> **Problem statement**
In the entries that follow, which lines hold the string "getInstance"? List them.

> **Provided records**
PR #11, opened 2023-10-18
Calculation develop bot segregation refactoring v1

Y-Pazniak:
Fixed structure fail with wrong relationships between higher and lower classes. 
Fixed naming in laguage resource.


src/main/java/by/custom/utilcalculator/Main.java
```diff
@@ -9,12 +10,22 @@
...
-            TelegramBotsApi bot = new TelegramBotsApi(DefaultBotSession.class);
-            bot.registerBot(Bot.getBot());
+            TelegramBotsApi telegramBot = new TelegramBotsApi(DefaultBotSession.class);
+            telegramBot.registerBot(localBot);
         } catch (TelegramApiException e) {
             e.printStackTrace();
         }
     }
+
+    private static void singletonInits() {
```
MaximPilipeiko: I'm not sure that it makes sense.
We will init classes in Main but in a different way.

src/main/java/by/custom/utilcalculator/service/MessageRouter.java
```diff
@@ -1,22 +1,25 @@
 package by.custom.utilcalculator.service;
```
MaximPilipeiko: Please, move it under `controller` package
```suggestion
package by.custom.utilcalculator.controller;
```

src/main/java/by/custom/utilcalculator/service/BotFieldsManager.java
```diff
@@ -0,0 +1,100 @@
...
+    public BotFieldsManager() {
+        botEntity = BotEntity.getInstance();
+        messagesManager = MessagesManager.getInstance();
+    }
+
+    public static BotFieldsManager getInstance() {
+        return BotFieldsManagerHolder.BOT_FIELDS_MANAGER;
+    }
+
+    public SendMessage setCarOriginFieldAndGetNextMessageForUser(Message inputMessage) {
```
MaximPilipeiko: I prefer that BotFieldsManager doesn't know about telegram-specific classes, `SendMessage`, `Message`.
```suggestion
    public String setCarOriginFieldAndGetNextMessageForUser(User sender, command: Commands) {
```

src/main/java/by/custom/utilcalculator/directory/resources/Commands.java
MaximPilipeiko, line 1: It's more common practice to use singular name for enum

src/main/java/by/custom/utilcalculator/directory/resources/Prices.java
```diff
@@ -1,4 +1,4 @@
-package by.custom.utilcalculator.repository.resources;
+package by.custom.utilcalculator.directory.resources;
 
 public class Prices {
```
MaximPilipeiko: It's more common practice to use singular name for enum 
```suggestion
public class Price {
```

src/main/java/by/custom/utilcalculator/service/BotFieldsManager.java
MaximPilipeiko: I think in this case we can use a simpler but enough informative method name. The same for other methods.
```suggestion
    public String processCarOrigin(String inputMessage) {
```

src/main/java/by/custom/utilcalculator/directory/BotEntity.java
```diff
@@ -0,0 +1,63 @@
+package by.custom.utilcalculator.directory;
+
+import by.custom.utilcalculator.directory.steps.*;
+
+public class BotEntity {
```
MaximPilipeiko: Maybe `UserProgress` will be more informative.

src/main/java/by/custom/utilcalculator/service/BotFieldsManager.java
```diff
@@ -0,0 +1,100 @@
...
+                botEntity.getCountryOrigin(), botEntity.getOwnersType(), botEntity.getTypeOfEngine(), botEntity.getVolumeOfEngine(), botEntity.getCarAge());
+    }
+
+    public SendMessage setTypeOfOwnerFieldAndGetNextMessageForUser(Message inputMessage) {
+        cleanStepsAfterCurrent(2);
+        switch (inputMessage.getText()) {
+            case Commands.JURIDICAL_PERSON -> botEntity.setOwnersType(OwnersType.JURIDICAL);
+            case Commands.PHYSICAL_PERSON -> botEntity.setOwnersType(OwnersType.PHYSICAL);
+        }
+        return messagesManager.createSendMessage(inputMessage.getChatId().toString(),
```
MaximPilipeiko: Please, move `createSendMessage(` to MessageRouter

src/main/java/by/custom/utilcalculator/service/MessagesManager.java
```diff
@@ -1,131 +1,133 @@
...
-import by.custom.utilcalculator.repository.resources.Commands;
-import by.custom.utilcalculator.repository.steps.*;
+import by.custom.utilcalculator.directory.BotEntity;
+import by.custom.utilcalculator.directory.resources.Commands;
+import by.custom.utilcalculator.directory.steps.*;
 import org.telegram.telegrambots.meta.api.methods.send.SendMessage;
 import org.telegram.telegrambots.meta.api.objects.Message;
 
-public class MessagesCreator {
+public class MessagesManager {
```
MaximPilipeiko: Now I think we have a lot of managers and `MessageCreator` reflects a sense better.

MaximPilipeiko (changes requested):

src/main/java/by/custom/utilcalculator/Main.java
Y-Pazniak: Removed it. Waiting for instructions to fix it. 
To be honest, when I did this, I clearly understood that I was doing useless thing. But I had to do something to try init Singletons in the main class, but I hadn't another ideas how to handle this request except this silly way.

src/main/java/by/custom/utilcalculator/service/MessageRouter.java
Y-Pazniak: Done.

src/main/java/by/custom/utilcalculator/service/BotFieldsManager.java
Y-Pazniak: I fixed it, but in a little another way. Now BotFieldsManager doesn't know anything about telegram-specific classes. 
Your suggestion is: 
public String setCarOriginFieldAndGetNextMessageForUser**(User sender, command: Commands)** {
My variant is: 
public String setCarOriginFieldAndGetNextMessageForUser(**String command**) {
I am not sure if  I am right. But in my opinion we don't need to add here anything about sender - we can add it in the MessageRouter class. And we don't need to give array: we send only one command. In my opinion my variant is better, because we send less options into the methods. But probably I made a mistake. Please, check it.

src/main/java/by/custom/utilcalculator/directory/resources/Commands.java
Y-Pazniak: Fixed.

src/main/java/by/custom/utilcalculator/directory/resources/Prices.java
Y-Pazniak: Fixed.

src/main/java/by/custom/utilcalculator/service/BotFieldsManager.java
Y-Pazniak: Fixed. 
There are two operations in this methods. First operation - to change the field of Bot object. 
`case Command.EAES -> botEntity.setCountryOrigin(CountryOrigin.EAES);`
The second operation is to return String with message to send user like an answer.
`return messagesManager.createSendMessage();`
Is it OK or we must to split this method in two different methods?

src/main/java/by/custom/utilcalculator/directory/BotEntity.java
Y-Pazniak: Done.

src/main/java/by/custom/utilcalculator/service/BotFieldsManager.java
Y-Pazniak: I think, we don't need this method anymore. I have removed it at all. Now we can call MessagesManagers methods from BotFieldsManager class. We don't need this wrapper createSendMessage() anymore, I guess. All it's logic is in the MessageRouter router and MessageManager. So I removed it.

src/main/java/by/custom/utilcalculator/service/MessagesManager.java
Y-Pazniak: Renamed it to MessagesCreator

src/main/java/by/custom/utilcalculator/controller/MessageRouter.java
```diff
@@ -0,0 +1,72 @@
...
+        botFieldsManager = BotFieldsManager.getInstance();
+    }
+
+    public static MessageRouter getInstance() {
+        return MessagesCheckerHolder.MESSAGES_CHECKER;
+    }
+
+    public SendMessage checkMessageBeforeExecutionAndGetResult(Update update) {
+        Message message = update.getMessage();
+        if (message.hasText()) {
```
MaximPilipeiko, line 25: Just it looks nicer. 
```suggestion
        if (!message.hasText()) {
            SendMessage sorrySendMessage = new SendMessage();
            sorrySendMessage.setChatId(update.getMessage().getChatId().toString());
            sorrySendMessage.setText(getSorryMessage());
            return sorrySendMessage;
        }
        
        return getCheckInputMessageAndGetAnswer(message);
```

src/main/java/by/custom/utilcalculator/controller/MessageRouter.java
```diff
@@ -0,0 +1,72 @@
...
+            case Command.LESS_3_YEARS_AGE, Command.BETWEEN_3_AND_7_YEARS_AGE, Command.MORE_7_YEARS_AGE ->
+                    sendMessage.setText(botFieldsManager.processCarAge(usersMessage));
+            case Command.GASOLINE_TYPE_ENGINE, Command.ELECTRIC_TYPE_ENGINE ->
+                    sendMessage.setText(botFieldsManager.processEngineType(usersMessage));
+            case Command.VOLUME_LESS_1000_CM, Command.VOLUME_BETWEEN_1000_2000_CM, Command.VOLUME_BETWEEN_2000_3000_CM,
+                    Command.VOLUME_BETWEEN_3000_3500_CM, Command.VOLUME_MORE_3500_CM ->
+                    sendMessage.setText(botFieldsManager.processEngineVolume(usersMessage));
+            default -> sendMessage.setText(getSorryMessage());
+        }
+        return sendMessage;
```
MaximPilipeiko, line 58: I prefer do not split creating object on several lines.
```suggestion
        return new SendMessage(userId, answer);
```

src/main/java/by/custom/utilcalculator/service/BotFieldsManager.java
```diff
@@ -0,0 +1,93 @@
+package by.custom.utilcalculator.service;
+
+import by.custom.utilcalculator.directory.UserProgress;
+import by.custom.utilcalculator.directory.resources.Command;
+import by.custom.utilcalculator.directory.steps.*;
+
+public class BotFieldsManager {
+    private final UserProgress userProgress;
+    private final MessagesCreator messagesManager;
```
MaximPilipeiko, line 9:
```suggestion
    private final MessagesCreator messagesCreator;
```

src/main/java/by/custom/utilcalculator/service/BotFieldsManager.java
```diff
@@ -0,0 +1,93 @@
+package by.custom.utilcalculator.service;
+
+import by.custom.utilcalculator.directory.UserProgress;
+import by.custom.utilcalculator.directory.resources.Command;
+import by.custom.utilcalculator.directory.steps.*;
+
+public class BotFieldsManager {
```
MaximPilipeiko, line 7: It's not call to action
```suggestion
public class UserAnswerManager {
```

src/main/java/by/custom/utilcalculator/controller/MessageRouter.java
```diff
@@ -0,0 +1,72 @@
...
+    private MessageRouter() {
+        messagesCreator = MessagesCreator.getInstance();
+        botFieldsManager = BotFieldsManager.getInstance();
+    }
+
+    public static MessageRouter getInstance() {
+        return MessagesCheckerHolder.MESSAGES_CHECKER;
+    }
+
+    public SendMessage checkMessageBeforeExecutionAndGetResult(Update update) {
```
MaximPilipeiko, line 23: It's not call to action
```suggestion
    public SendMessage route(Update update) {
```

src/main/java/by/custom/utilcalculator/service/BotFieldsManager.java
MaximPilipeiko: You are absolutely right. But finally we need user info to save user progress. But it's another story.

MaximPilipeiko: It's ok for service. It's a right place to aggregate these things, store progress, and prepare answer.

MaximPilipeiko (approved):

src/main/java/by/custom/utilcalculator/controller/MessageRouter.java
Y-Pazniak: Renamed.

src/main/java/by/custom/utilcalculator/service/BotFieldsManager.java
Y-Pazniak: Renamed to UserProgressManager

src/main/java/by/custom/utilcalculator/service/BotFieldsManager.java
Y-Pazniak: Fixed.

src/main/java/by/custom/utilcalculator/controller/MessageRouter.java
Y-Pazniak: Sorry, it is impossible to add userId and answer into SendMessage object - it's constructor is empty. 
We can write a wrapper, but in my opinion it is reduntant. 
I fixed it in other way: 
```
        SendMessage sendMessage = new SendMessage();
        sendMessage.setChatId(userID);
        sendMessage.setText(answer);
        return sendMessage;
```

src/main/java/by/custom/utilcalculator/controller/MessageRouter.java
Y-Pazniak: Yes, it is really shorter than my variant. Fixed, thanks.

> **Response to this exercise**
+        botEntity = BotEntity.getInstance();
+        messagesManager = MessagesManager.getInstance();
+    public static BotFieldsManager getInstance() {
+        botFieldsManager = BotFieldsManager.getInstance();
+    public static MessageRouter getInstance() {
+        messagesCreator = MessagesCreator.getInstance();
+        botFieldsManager = BotFieldsManager.getInstance();
+    public static MessageRouter getInstance() {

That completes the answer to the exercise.